> _Records from a data collection_
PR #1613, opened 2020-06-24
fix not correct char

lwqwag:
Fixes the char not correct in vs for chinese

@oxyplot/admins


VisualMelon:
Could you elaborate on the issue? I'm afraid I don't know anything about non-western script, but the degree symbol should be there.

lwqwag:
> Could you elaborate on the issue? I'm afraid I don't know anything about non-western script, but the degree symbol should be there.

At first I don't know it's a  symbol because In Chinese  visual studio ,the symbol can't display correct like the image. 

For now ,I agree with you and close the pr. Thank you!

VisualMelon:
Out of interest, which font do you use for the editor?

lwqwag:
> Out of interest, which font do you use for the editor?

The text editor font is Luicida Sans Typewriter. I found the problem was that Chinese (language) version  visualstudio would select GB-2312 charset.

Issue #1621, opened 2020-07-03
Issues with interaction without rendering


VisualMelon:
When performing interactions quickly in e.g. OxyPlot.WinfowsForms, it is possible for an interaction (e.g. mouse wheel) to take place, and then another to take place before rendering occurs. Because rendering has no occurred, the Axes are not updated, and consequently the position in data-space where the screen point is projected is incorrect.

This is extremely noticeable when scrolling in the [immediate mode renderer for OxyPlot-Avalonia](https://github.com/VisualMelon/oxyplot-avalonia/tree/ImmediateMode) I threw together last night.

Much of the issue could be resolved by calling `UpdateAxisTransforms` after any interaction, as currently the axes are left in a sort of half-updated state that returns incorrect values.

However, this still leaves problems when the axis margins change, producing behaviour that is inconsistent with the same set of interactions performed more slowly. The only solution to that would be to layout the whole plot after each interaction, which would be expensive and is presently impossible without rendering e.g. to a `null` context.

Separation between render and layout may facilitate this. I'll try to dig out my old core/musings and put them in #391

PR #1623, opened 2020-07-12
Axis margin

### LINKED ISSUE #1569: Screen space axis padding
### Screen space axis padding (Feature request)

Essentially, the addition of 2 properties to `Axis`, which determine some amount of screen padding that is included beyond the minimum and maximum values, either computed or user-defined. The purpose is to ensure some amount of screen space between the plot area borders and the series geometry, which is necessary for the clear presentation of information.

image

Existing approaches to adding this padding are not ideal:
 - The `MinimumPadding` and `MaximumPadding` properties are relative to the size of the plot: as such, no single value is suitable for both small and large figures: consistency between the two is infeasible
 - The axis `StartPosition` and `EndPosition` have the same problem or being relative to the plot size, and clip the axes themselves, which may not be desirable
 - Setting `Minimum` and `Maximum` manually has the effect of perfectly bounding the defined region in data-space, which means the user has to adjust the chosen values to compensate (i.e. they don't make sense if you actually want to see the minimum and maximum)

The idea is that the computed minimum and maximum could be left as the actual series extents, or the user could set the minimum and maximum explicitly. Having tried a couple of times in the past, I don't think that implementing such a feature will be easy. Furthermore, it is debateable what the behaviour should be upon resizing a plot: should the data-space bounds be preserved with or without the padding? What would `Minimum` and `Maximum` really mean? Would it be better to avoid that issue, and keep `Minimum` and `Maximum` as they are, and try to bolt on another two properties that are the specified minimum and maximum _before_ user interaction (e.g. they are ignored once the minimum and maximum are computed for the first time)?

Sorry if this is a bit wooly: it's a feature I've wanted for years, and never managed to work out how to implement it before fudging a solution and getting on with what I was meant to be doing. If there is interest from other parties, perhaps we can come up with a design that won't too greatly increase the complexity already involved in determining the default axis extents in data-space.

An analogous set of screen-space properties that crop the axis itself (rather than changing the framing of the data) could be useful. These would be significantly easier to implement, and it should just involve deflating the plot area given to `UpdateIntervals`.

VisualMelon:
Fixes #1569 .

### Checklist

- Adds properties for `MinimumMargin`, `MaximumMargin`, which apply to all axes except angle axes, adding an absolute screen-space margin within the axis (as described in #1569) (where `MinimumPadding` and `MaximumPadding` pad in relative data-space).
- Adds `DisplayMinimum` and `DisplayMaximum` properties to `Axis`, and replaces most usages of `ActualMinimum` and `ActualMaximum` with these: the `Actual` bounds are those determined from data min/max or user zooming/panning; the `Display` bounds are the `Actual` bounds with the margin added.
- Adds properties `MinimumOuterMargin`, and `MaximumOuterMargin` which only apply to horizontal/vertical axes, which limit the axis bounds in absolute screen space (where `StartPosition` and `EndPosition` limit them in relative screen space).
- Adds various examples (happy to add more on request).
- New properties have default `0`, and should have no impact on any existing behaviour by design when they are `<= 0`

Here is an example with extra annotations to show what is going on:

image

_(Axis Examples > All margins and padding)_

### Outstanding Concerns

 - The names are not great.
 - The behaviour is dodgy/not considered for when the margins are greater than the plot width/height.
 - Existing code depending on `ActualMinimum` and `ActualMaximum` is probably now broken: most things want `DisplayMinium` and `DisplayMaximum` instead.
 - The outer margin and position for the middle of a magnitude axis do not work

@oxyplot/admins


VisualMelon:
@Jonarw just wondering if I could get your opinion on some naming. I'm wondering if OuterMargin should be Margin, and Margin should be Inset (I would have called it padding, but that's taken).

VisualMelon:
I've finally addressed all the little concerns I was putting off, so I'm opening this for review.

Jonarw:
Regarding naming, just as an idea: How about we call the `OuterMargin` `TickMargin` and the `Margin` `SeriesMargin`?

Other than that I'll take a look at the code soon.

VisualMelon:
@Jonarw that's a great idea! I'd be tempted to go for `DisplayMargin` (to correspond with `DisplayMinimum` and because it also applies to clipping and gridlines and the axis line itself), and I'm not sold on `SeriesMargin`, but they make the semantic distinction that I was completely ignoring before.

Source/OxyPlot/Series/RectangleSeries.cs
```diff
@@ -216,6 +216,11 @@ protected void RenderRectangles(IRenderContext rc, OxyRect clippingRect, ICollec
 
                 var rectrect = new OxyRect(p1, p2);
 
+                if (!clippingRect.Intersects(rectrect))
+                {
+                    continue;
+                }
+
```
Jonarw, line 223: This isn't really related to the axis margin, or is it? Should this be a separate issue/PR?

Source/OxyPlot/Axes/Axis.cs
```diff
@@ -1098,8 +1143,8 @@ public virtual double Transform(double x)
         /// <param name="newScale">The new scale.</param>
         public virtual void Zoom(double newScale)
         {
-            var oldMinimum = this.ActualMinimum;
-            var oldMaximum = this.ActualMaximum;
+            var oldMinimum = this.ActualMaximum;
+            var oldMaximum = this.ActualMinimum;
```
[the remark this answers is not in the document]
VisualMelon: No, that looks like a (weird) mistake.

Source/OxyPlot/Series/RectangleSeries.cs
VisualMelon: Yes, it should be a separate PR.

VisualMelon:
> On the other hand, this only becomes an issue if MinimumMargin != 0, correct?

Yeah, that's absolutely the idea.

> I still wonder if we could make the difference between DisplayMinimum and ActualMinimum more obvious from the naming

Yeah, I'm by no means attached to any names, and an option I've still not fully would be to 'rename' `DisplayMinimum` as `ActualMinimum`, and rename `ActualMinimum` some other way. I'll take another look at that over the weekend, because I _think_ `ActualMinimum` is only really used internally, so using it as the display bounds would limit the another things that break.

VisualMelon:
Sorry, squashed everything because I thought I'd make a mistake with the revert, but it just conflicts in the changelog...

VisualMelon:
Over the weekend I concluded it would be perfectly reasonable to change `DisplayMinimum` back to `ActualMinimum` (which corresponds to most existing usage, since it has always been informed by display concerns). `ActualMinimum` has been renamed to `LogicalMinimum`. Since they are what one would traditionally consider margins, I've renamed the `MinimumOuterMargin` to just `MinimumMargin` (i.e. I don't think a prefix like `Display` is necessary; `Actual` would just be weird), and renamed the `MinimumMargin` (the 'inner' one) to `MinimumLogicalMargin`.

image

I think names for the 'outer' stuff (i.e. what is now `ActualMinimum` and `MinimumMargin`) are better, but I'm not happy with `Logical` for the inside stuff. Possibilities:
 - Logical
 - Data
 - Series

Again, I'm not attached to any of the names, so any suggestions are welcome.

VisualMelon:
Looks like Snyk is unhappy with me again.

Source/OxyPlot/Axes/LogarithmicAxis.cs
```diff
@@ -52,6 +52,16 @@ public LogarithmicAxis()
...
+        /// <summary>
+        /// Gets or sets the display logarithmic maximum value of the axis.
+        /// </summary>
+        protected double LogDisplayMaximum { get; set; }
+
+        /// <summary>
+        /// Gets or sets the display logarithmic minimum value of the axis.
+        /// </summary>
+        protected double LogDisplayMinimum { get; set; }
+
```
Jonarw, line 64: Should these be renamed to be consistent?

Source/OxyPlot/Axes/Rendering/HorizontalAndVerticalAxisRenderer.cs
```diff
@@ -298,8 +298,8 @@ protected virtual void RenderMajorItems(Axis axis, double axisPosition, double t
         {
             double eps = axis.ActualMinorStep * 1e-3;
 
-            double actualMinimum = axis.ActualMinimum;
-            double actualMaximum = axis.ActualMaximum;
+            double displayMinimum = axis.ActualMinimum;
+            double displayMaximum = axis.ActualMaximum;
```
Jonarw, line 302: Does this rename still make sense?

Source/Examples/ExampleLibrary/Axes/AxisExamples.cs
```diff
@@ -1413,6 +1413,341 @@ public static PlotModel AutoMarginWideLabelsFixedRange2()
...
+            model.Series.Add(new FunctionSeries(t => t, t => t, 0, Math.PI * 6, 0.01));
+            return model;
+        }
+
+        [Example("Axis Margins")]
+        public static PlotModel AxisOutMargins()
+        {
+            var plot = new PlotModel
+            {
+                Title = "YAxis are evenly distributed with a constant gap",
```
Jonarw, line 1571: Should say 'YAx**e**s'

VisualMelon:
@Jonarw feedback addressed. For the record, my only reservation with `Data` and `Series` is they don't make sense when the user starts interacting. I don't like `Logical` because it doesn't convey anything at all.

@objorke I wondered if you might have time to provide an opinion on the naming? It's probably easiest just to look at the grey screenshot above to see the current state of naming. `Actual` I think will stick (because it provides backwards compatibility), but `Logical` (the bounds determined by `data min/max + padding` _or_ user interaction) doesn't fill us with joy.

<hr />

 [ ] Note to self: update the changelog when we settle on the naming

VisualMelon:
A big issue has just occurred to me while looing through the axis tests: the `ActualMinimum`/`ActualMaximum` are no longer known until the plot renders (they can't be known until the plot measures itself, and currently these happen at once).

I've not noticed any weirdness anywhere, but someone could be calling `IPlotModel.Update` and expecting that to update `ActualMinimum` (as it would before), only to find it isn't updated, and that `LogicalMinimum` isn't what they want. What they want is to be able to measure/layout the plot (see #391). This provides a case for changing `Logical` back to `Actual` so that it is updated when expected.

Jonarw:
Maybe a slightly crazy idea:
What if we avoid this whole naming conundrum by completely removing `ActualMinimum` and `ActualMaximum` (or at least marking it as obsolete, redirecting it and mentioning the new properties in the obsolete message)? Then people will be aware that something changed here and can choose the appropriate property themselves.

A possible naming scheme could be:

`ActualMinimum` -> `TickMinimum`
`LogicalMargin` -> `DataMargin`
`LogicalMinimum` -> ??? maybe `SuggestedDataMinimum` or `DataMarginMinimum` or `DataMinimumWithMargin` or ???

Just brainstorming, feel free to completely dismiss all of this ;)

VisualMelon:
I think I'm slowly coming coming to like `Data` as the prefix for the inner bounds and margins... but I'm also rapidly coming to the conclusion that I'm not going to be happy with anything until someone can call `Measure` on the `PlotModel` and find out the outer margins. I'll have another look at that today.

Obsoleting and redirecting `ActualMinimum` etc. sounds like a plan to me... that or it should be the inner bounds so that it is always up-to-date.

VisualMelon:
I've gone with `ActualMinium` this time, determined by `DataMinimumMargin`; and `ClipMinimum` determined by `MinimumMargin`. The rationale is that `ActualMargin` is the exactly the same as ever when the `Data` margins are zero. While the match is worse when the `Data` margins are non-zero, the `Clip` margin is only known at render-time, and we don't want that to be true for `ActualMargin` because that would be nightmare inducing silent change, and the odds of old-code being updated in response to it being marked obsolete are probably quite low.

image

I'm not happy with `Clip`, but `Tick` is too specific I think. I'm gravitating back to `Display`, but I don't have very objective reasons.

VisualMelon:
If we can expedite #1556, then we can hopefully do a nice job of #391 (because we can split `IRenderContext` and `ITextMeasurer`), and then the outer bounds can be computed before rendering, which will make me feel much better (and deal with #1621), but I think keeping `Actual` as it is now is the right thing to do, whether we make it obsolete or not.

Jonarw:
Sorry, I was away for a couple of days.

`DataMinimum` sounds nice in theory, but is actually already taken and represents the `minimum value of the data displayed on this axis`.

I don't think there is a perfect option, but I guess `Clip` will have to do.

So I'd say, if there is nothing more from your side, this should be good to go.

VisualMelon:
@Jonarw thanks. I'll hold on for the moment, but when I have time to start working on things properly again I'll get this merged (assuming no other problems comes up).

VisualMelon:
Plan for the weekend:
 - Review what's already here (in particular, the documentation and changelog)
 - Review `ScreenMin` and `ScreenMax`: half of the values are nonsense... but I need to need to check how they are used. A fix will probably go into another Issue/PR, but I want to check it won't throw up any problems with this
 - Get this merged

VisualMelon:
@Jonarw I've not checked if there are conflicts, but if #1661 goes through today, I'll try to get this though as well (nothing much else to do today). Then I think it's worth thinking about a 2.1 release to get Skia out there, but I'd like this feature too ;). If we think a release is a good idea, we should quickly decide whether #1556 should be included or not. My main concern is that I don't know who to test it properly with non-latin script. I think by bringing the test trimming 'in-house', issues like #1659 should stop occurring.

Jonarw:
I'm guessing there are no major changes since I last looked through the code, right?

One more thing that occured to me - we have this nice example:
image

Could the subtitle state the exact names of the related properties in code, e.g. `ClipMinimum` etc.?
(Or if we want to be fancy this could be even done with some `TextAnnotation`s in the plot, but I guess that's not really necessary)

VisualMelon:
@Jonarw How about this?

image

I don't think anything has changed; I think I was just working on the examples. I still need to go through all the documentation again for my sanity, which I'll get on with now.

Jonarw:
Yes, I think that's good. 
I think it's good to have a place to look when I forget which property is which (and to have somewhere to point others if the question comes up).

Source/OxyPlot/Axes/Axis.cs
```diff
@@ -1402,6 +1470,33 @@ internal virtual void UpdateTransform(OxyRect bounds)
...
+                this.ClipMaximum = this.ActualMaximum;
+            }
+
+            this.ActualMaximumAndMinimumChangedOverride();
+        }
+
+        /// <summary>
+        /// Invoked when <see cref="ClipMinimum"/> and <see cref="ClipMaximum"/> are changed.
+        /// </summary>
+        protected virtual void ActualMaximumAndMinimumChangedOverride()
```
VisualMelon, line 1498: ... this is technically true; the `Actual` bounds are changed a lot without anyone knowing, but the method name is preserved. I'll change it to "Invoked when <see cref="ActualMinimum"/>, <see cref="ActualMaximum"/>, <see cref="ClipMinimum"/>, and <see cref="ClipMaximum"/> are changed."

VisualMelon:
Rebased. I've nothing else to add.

> _PROBLEM STATEMENT_
Copy the records above faithfully. Begin at their first line, end at the line containing "However, this still", and include nothing else.

> _RESULT_
PR #1613, opened 2020-06-24
fix not correct char

lwqwag:
Fixes the char not correct in vs for chinese

@oxyplot/admins


VisualMelon:
Could you elaborate on the issue? I'm afraid I don't know anything about non-western script, but the degree symbol should be there.

lwqwag:
> Could you elaborate on the issue? I'm afraid I don't know anything about non-western script, but the degree symbol should be there.

At first I don't know it's a  symbol because In Chinese  visual studio ,the symbol can't display correct like the image. 

For now ,I agree with you and close the pr. Thank you!

VisualMelon:
Out of interest, which font do you use for the editor?

lwqwag:
> Out of interest, which font do you use for the editor?

The text editor font is Luicida Sans Typewriter. I found the problem was that Chinese (language) version  visualstudio would select GB-2312 charset.

Issue #1621, opened 2020-07-03
Issues with interaction without rendering


VisualMelon:
When performing interactions quickly in e.g. OxyPlot.WinfowsForms, it is possible for an interaction (e.g. mouse wheel) to take place, and then another to take place before rendering occurs. Because rendering has no occurred, the Axes are not updated, and consequently the position in data-space where the screen point is projected is incorrect.

This is extremely noticeable when scrolling in the [immediate mode renderer for OxyPlot-Avalonia](https://github.com/VisualMelon/oxyplot-avalonia/tree/ImmediateMode) I threw together last night.

Much of the issue could be resolved by calling `UpdateAxisTransforms` after any interaction, as currently the axes are left in a sort of half-updated state that returns incorrect values.

However, this still leaves problems when the axis margins change, producing behaviour that is inconsistent with the same set of interactions performed more slowly. The only solution to that would be to layout the whole plot after each interaction, which would be expensive and is presently impossible without rendering e.g. to a `null` context.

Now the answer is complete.